2 türlü diyabet hastalığı vardır. Bedende hiç insülin salgılanmayan tip I ve insülin salgılandığı halde bedenin kullanamadığı tip II diyabetler. Tip 2 diyabette hatta olağandan fazla bile insülin salgılanır, fakat bu insülin hücrelere tesir edemez ve şeker hücre içine giremez. Böylelikle kanda şeker yüksek kalır. Tip II hastalarının da %80’inde şeker denetimi nizamlı değildir. Metabolik cerrahi işte bu türlü insülin salgılanıp da kullanılamayan tip II hastalarında uygulanır. Ameliyattan yarar görecek beşerler bedeninde insülin depoları dolu olan ve insülin aktivitesi uygun olan tip II diyabetlilerdir. Elbette her tip II diyabetliye bu ameliyat yapılmamalıdır. Bu ameliyat lakin ilaçlar, diyet ve idmanla denetim altına alınamayan şekeri olan hastalara yahut şekere bağlı komplikasyon gelişmiş tip II diyabetlilere uygulanır. Zati hayat uzunluğu diyet ve idmana uymak da çok zordur.
3. Diyabetin komplikasyonları nelerdir?
Diyabet, tüm dünyada görülme sıklığı giderek artan bir hastalıktır. Fast food dediğimiz hazır yiyeceklerin, işlenmiş besin unsurlarının ve besinlerin içine konan esirgeyici içeren yiyeceklerin tüketiminin artmasına paralel olarak tüm dünyada tip II diyabet oranı da artmaktadır. Vakit içinde bu hastalarda önemli bir boyutta kalp ve damar hastalıkları gelişecektir. Bu kalp ve beyne giden damarlarda olabildiği üzere daha küçük ölçekli damarlarda da olabilir. Bu nedenle bu bireylerde yeniden vakit içinde böbrek hasarına bağlı böbrek yetmezlikleri, hudut hasarına bağlı nöropatiler, el ve ayaklarda duyma kusurları ve göz hasarına görme bozuklukları görülmeye başlayacaktır.

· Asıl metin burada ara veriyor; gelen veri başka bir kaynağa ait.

PR #4418, opened 2023-03-24
Update the `_evaluate_timevar_source` function in `MapDatasetEventSampler`

fabiopintore:
This PR re-implements the `_evaluate_timevar_source` function in `MapDatasetEventSampler`. The function evaluates a energy-dependent temporal model over a given time and energy range, assuming the a point-like morphology, and returns a npred.
The PR is still in draft. @AtreyeeS @adonath @registerrier @QRemy do you have any comment or advice?

### DIFF
--- a/gammapy/datasets/simulate.py
+++ b/gammapy/datasets/simulate.py
@@ -7,7 +7,7 @@ from astropy.table import Table
 from regions import PointSkyRegion
 import gammapy
 from gammapy.data import EventList, observatory_locations
-from gammapy.maps import MapCoord, RegionNDMap, TimeMapAxis
+from gammapy.maps import MapAxis, MapCoord, RegionNDMap, TimeMapAxis
 from gammapy.modeling.models import (
     ConstantSpectralModel,
     ConstantTemporalModel,
@@ -54,8 +54,9 @@ class MapDatasetEventSampler:
 
         table["TIME"] = (coords["time"] - time_ref).to("s")
         table["ENERGY_TRUE"] = energy
-        table["RA_TRUE"] = coords.skycoord.icrs.ra.to("deg")
-        table["DEC_TRUE"] = coords.skycoord.icrs.dec.to("deg")
+
+        table["RA_TRUE"] = coords.skycoord.icrs.ra.deg
+        table["DEC_TRUE"] = coords.skycoord.icrs.dec.deg
 
         return table
 
@@ -90,15 +91,21 @@ class MapDatasetEventSampler:
             min_timebin = np.min(
                 evaluator.model.temporal_model.map.geom.axes["time"].bin_width
             )
-            time_axis = TimeMapAxis.from_time_bounds(
+            time_axis_eval = TimeMapAxis.from_time_bounds(
                 time_min=tstart,
                 time_max=tstop,
                 nbin=int(((tstop - tstart) / min_timebin).to("")),
             )
+            time_axis = MapAxis.from_bounds(
+                (tstart[0].mjd - dataset.gti.time_ref.mjd) * u.d,
+                (tstop[0].mjd - dataset.gti.time_ref.mjd) * u.d,
+                nbin=int(((tstop.mjd - tstart.mjd) * u.d / min_timebin.to("d")).to("")),
+                name="time",
+            )
 
         flux = (
             evaluator.model.temporal_model.evaluate(
-                time_axis.time_mid, energy=energy_true.center
+                time_axis_eval.time_mid, energy=energy_true.center
             )
             * evaluator.model.spectral_model.parameters[0].quantity
         )
@@ -145,7 +152,22 @@ class MapDatasetEventSampler:
                 raise TypeError(
                     f"Event sampler expects ConstantSpectralModel for a time varying source. Got {evaluator.model.spectral_model} instead."
                 )
-            raise NotImplementedError("The functionality is not yet implemented")
+
+            npred = self._evaluate_timevar_source(dataset, evaluator)
+            data = npred.data[np.isfinite(npred.data)]
+            n_events = self.random_state.poisson(np.sum(data))
+
+            coords = npred.sample_coord(
+                n_events=n_events, random_state=self.random_state
+            )
+
+            coords["time"] = (
+                (coords["time"].value - dataset.gti.time_ref.mjd) * u.d
+            ).to("s")
+
+            table = self._make_table(coords, dataset.gti.time_ref)
+
+        return table
 
         return
 
--- a/gammapy/datasets/simulate.py
+++ b/gammapy/datasets/simulate.py
@@ -128,6 +128,7 @@ class MapDatasetEventSampler:
         pred = (
             (
                 region_exposure.quantity[:, None, :, :]
+                / time_axis.nbin
                 * flux_pred.interp_by_coord(mapcoord)
                 * flux_pred.unit
             )
--- a/gammapy/datasets/simulate.py
+++ b/gammapy/datasets/simulate.py
@@ -118,7 +118,7 @@ class MapDatasetEventSampler:
 
         flux_diff = (
             evaluator.model.temporal_model.evaluate(
-                time_axis_eval.time_mid, energy=energy_new.center, method=self.method
+                time_axis_eval.time_mid, energy=energy_new.center
             )
             * evaluator.model.spectral_model.parameters[0].quantity
         )
--- a/gammapy/datasets/simulate.py
+++ b/gammapy/datasets/simulate.py
@@ -74,7 +74,7 @@ class MapDatasetEventSampler:
 
         Returns
         -------
-        npred : `~RegionNDMap`
+        npred : `~gammapy.maps.RegionNDMap`
             Npred map.
         """
         energy = MapAxis.from_edges(
@@ -87,20 +87,25 @@ class MapDatasetEventSampler:
         if not time_axis:
             tstart = dataset.gti.time_start
             tstop = dataset.gti.time_stop
+            min_timebin = np.min(
+                evaluator.model.temporal_model.map.geom.axes["time"].bin_width
+            )
             # how do we choose the number of bins?
             time_axis = TimeMapAxis.from_time_bounds(
-                time_min=tstart, time_max=tstop, nbin=10
+                time_min=tstart,
+                time_max=tstop,
+                nbin=((tstop - tstart) / min_timebin).to(""),
             )
 
         flux = (
             evaluator.model.temporal_model.evaluate(
                 time_axis.time_mid, energy=energy.center
             )
-            * evaluator.model.spectral_model.parameters[0].unit
+            * evaluator.model.spectral_model.parameters[0].quantity
         )
 
         pred = (
-            (region_exposure.data[:, 0, 0, None] * dataset.exposure.unit * flux)
+            (region_exposure.data[:, 0, 0, None] * flux)
             * np.diff(energy.edges)[:, None]
         ).to("")
 
--- a/gammapy/datasets/simulate.py
+++ b/gammapy/datasets/simulate.py
@@ -1,7 +1,6 @@
 # Licensed under a 3-clause BSD style license - see LICENSE.rst
 """Simulate observations"""
 import numpy as np
-from scipy import interpolate
 import astropy.units as u
 from astropy.coordinates import SkyCoord, SkyOffsetFrame
 from astropy.table import Table
@@ -85,9 +84,6 @@ class MapDatasetEventSampler:
         energy_true = dataset.edisp.edisp_map.geom.axes["energy_true"]
         energy_new = energy_true.upsample(10)
         target = evaluator.model.spatial_model.position
-        edisp = dataset.edisp.get_edisp_kernel(
-            dataset.geoms["geom"].axes["energy"], position=target
-        )
         region_exposure = dataset.exposure.to_region_nd_map(target)
 
         if not time_axis:
@@ -115,17 +111,28 @@ class MapDatasetEventSampler:
 
         flux_inte = flux_diff * energy_new.bin_width[:, None]
 
-        f = interpolate.interp1d(energy_new.center, flux_inte, axis=0)
-        flux = f(energy_true.center) * flux_inte.unit
+        flux_pred = RegionNDMap.create(
+            region=PointSkyRegion(center=target),
+            axes=[time_axis, energy_new],
+            data=np.array(flux_inte),
+            unit=flux_inte.unit,
+        )
 
-        pred = ((region_exposure.quantity[:, 0, 0, None] * flux)).to("")
+        mapcoord = flux_pred.geom.get_coord()
+        mapcoord["energy_true"] = energy_true.center[:, None, None, None]
 
-        pred_eres = pred.T @ edisp.quantity
+        pred = (
+            (
+                region_exposure.quantity[:, None, :, :]
+                * flux_pred.interp_by_coord(mapcoord)
+                * flux_pred.unit
+            )
+        ).to("")
 
         npred = RegionNDMap.create(
             region=PointSkyRegion(center=target),
-            axes=[time_axis, dataset.geoms["geom"].axes["energy"]],
-            data=np.array(pred_eres.T),
+            axes=[time_axis, energy_true],
+            data=np.array(pred),
         )
 
         return npred
@@ -234,7 +241,7 @@ class MapDatasetEventSampler:
             else:
                 temporal_model = evaluator.model.temporal_model
 
-            if temporal_model.is_energy_dependent == True:
+            if temporal_model.is_energy_dependent:
                 table = self._sample_coord_time_energy(dataset, evaluator)
             else:
                 flux = evaluator.compute_flux()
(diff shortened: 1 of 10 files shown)


registerrier (commented):
Thanks @fabiopintore

gammapy/datasets/simulate.py
```diff
@@ -70,25 +79,58 @@ def _evaluate_timevar_source(self, dataset, evaluator, time_axis=None):
...
         Returns
         -------
-        npred : `~gammapy.maps.Map`
+        npred : `~gammapy.maps.RegionNDMap`
             Npred map.
         """
-        energy_axis = MapAxis.from_edges(
-            dataset.geoms["geom"].axes["energy"].edges, name="energy_true"
+        energy_true = dataset.edisp.edisp_map.geom.axes["energy_true"]
+        energy_new = energy_true.upsample(10)
```
adonath, line 86: We should avoid the hardcoded number here..

gammapy/datasets/simulate.py
```diff
@@ -70,25 +79,58 @@ def _evaluate_timevar_source(self, dataset, evaluator, time_axis=None):
...
+        edisp = dataset.edisp.get_edisp_kernel(
+            dataset.geoms["geom"].axes["energy"], position=target
         )
+        region_exposure = dataset.exposure.to_region_nd_map(target)
+
+        if not time_axis:
+            tstart = dataset.gti.time_start
+            tstop = dataset.gti.time_stop
+            nbin = int(((tstop - tstart) / t_delta).to(""))
+            time_axis_eval = TimeMapAxis.from_time_bounds(
```
adonath, line 97: This does not seem right to me:
- `tstart` is an array of times, while `.from_time_bounds` would require a single value.
- You can maybe use https://github.com/gammapy/gammapy/blob/main/gammapy/maps/axes.py#L2734 instead

gammapy/datasets/simulate.py
```diff
@@ -70,25 +79,58 @@ def _evaluate_timevar_source(self, dataset, evaluator, time_axis=None):
...
+                time_min=tstart,
+                time_max=tstop,
+                nbin=nbin,
+            )
+            time_axis = MapAxis.from_bounds(
```
adonath, line 102: I think it would be could to introduce some convenience like `MapAxis.from_time_map_axis()` which handles the conversion.

gammapy/datasets/simulate.py
```diff
@@ -70,25 +79,58 @@ def _evaluate_timevar_source(self, dataset, evaluator, time_axis=None):
...
+        flux_diff = (
+            evaluator.model.temporal_model.evaluate(
+                time_axis_eval.time_mid, energy=energy_new.center
+            )
+            * evaluator.model.spectral_model.parameters[0].quantity
+        )
+
+        flux_inte = flux_diff * energy_new.bin_width[:, None]
+
+        f = interpolate.interp1d(energy_new.center, flux_inte, axis=0)
```
adonath, line 118: Please avoid the "manual" interpolation here. You could create the `RegionNDMap` earlier and rely on `RegionNDMap.interpolate_by_coord()` instead.

gammapy/datasets/simulate.py
```diff
@@ -70,25 +79,58 @@ def _evaluate_timevar_source(self, dataset, evaluator, time_axis=None):
...
+        flux = f(energy_true.center) * flux_inte.unit
 
-        flux = evaluator.model.evaluate_geom(region_geom.to_wcs_geom(), gti=dataset.gti)
-        region_exposure = dataset.exposure.to_region_nd_map(region_geom.center_skydir)
+        pred = ((region_exposure.quantity[:, 0, 0, None] * flux)).to("")
 
-        npred = flux * region_exposure * dataset.geoms["geom"].bin_volume()
+        pred_eres = pred.T @ edisp.quantity
```
adonath, line 123: Why is the edisp applied here already? The sampling of the energy dispersions happens later independently, no?

gammapy/datasets/simulate.py
```diff
@@ -179,9 +234,7 @@ def sample_sources(self, dataset):
             else:
                 temporal_model = evaluator.model.temporal_model
 
-            if (
-                temporal_model == "TemplateTemporalModel"
-            ):  # check the condition when the format model is defined
+            if temporal_model.is_energy_dependent == True:
```
adonath, line 237:
```suggestion
            if temporal_model.is_energy_dependent:
```

adonath (changes requested):
Thanks @fabiopintore, I have left some first comments.

gammapy/datasets/simulate.py
```diff
@@ -70,21 +74,41 @@ def _evaluate_timevar_source(self, dataset, evaluator, time_axis=None):
...
+            evaluator.model.temporal_model.evaluate(
+                time_axis.time_mid, energy=energy.center
+            )
+            * evaluator.model.spectral_model.parameters[0].unit
+        )
 
-        npred = flux * region_exposure * dataset.geoms["geom"].bin_volume()
+        pred = (
+            (region_exposure.data[:, 0, 0, None] * dataset.exposure.unit * flux)
+            * np.diff(energy.edges)[:, None]
```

Bu hastaların bir kısmı da doktorların dışarıdan verdikleri insüline bağlı olarak kilo alan hastalardır. İnsülin anabolik bir hormondur. Zati kendilerinde var olan hormon dışında dışarıdan verilen insülinler bu hastaların kilo almalarına neden olmaktadır. Bu çok kilolara bağlı olarak da komplikasyon oranları artacak yahut uyku apnesi, teneffüs sorunları üzere ek komplikasyonlar olacaktır.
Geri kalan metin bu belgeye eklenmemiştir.